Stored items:
....

PR #5995, opened 2020-08-17
atc: Allow OPA integration to return reasons for failures (breaking change)

andy-paine:
Feature

Allow OPA documents to include an `allowed` and a `reasons` field that
gives a bit more feedback to the user about why something failed. This
allows OPA operators to write rules that are self explanatory as to why
things are getting denied.

Fly does not appear to print the full error message currently but this
works for the UI.

## Notes to reviewer:
This represents a breaking change to the OPA API (if you can call it that) - the document returned will no longer just be a boolean and will instead be objects (though the reasons are optional, it will need to be an object of at least `{ "allowed": true/false }`

I figured whilst this feature was new was probably the time to break the contract between Concourse and OPA though rather than later when it has general opt-in 😁

I'm also happy to write some documentation for the OPA feature at some point too 😄 

I used the following Rego:
```
package concourse

decision = {"allowed": true} {
  count(deny) == 0
}

decision = {"allowed": false, "reasons": reasons} {
  count(deny) > 0
  reasons := deny
}

deny["cannot use busybox"] {
  input.action = "UseImage"
  input.data.image_source.repository == "busybox"
}

deny["cannot use docker-image types"] {
  input.action = "UseImage"
  input.data.image_type == "docker-image"
}
```

Which in the UI produces the following output when trying to run a task with the `busybox` image from a `docker-image` resource:
Screenshot 2020-08-18 at 00 11 21

## Release Note
Operators using the OPA integration can now return reasons why a check failed. This is a breaking change and existing policies will need to be re-written to return an object `{}` containing an `allowed` and `reasons` fields. `allowed` is the original boolean value and `reasons` is an array of strings.

## Contributor Checklist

....

_Task item_
The word to find is "input". Copy every line of the data that holds it.

_Expected output_
  input.action = "UseImage"
  input.data.image_source.repository == "busybox"
  input.action = "UseImage"
  input.data.image_type == "docker-image"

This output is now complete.